HOW TO COMPLETE THIS TASK: Say how many of the lines below include the word "JSDoc", and write nothing else.

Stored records
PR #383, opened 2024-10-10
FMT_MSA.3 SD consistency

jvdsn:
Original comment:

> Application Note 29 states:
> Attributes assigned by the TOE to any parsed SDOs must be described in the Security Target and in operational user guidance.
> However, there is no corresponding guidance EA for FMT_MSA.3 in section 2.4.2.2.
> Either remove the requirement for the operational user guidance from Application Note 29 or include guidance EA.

* * *

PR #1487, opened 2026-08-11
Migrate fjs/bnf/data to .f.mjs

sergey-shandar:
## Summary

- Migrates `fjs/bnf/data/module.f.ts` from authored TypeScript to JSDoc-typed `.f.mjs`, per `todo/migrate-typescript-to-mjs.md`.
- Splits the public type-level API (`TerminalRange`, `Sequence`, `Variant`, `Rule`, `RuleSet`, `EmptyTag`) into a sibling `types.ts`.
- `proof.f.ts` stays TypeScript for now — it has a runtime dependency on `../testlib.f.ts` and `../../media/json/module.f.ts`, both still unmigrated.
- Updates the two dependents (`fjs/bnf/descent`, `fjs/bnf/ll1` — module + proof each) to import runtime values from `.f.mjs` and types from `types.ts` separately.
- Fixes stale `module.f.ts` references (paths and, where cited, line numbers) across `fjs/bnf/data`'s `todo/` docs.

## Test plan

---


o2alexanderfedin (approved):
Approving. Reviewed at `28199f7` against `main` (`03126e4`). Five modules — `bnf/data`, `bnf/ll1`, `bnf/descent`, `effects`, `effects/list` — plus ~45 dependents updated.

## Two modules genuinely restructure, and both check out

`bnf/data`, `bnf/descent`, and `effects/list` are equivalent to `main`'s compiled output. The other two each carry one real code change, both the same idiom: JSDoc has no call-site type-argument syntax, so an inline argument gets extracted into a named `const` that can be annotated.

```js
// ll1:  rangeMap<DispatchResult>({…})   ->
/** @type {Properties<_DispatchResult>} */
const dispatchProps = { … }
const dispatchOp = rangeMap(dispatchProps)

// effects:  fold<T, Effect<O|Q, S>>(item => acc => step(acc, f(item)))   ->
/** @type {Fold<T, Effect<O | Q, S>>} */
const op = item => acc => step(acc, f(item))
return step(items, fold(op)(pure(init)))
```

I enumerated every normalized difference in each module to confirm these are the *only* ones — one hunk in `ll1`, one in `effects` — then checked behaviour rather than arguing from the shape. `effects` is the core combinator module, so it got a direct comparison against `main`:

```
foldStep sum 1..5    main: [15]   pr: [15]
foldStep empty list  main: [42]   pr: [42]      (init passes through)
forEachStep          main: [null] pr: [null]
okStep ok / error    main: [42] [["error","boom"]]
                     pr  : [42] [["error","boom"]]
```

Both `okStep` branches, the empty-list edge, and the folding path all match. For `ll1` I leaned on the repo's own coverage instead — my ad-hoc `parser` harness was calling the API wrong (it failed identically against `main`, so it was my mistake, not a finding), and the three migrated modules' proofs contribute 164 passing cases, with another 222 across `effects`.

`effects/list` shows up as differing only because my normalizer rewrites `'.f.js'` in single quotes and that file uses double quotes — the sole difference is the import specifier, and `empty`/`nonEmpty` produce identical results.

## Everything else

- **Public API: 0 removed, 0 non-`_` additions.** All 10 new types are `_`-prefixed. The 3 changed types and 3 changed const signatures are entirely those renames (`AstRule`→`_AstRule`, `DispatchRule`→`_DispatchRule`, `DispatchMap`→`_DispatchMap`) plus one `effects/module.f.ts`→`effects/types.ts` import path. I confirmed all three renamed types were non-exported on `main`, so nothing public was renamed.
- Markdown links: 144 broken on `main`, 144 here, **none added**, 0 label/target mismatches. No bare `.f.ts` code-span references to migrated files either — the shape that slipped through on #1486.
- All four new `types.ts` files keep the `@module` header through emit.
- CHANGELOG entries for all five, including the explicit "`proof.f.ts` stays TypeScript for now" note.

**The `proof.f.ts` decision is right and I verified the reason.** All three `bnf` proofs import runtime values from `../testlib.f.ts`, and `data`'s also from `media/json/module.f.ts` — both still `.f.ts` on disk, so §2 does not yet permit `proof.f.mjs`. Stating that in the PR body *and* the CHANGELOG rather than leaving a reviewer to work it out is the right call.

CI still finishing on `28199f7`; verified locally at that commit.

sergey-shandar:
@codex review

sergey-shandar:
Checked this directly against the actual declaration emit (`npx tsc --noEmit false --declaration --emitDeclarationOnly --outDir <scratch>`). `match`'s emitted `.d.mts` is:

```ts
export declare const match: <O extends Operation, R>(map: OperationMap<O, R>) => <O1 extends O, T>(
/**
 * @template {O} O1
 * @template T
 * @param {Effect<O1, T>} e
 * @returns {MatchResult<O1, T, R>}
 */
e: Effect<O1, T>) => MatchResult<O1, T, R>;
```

EXPECTED ANSWER: 2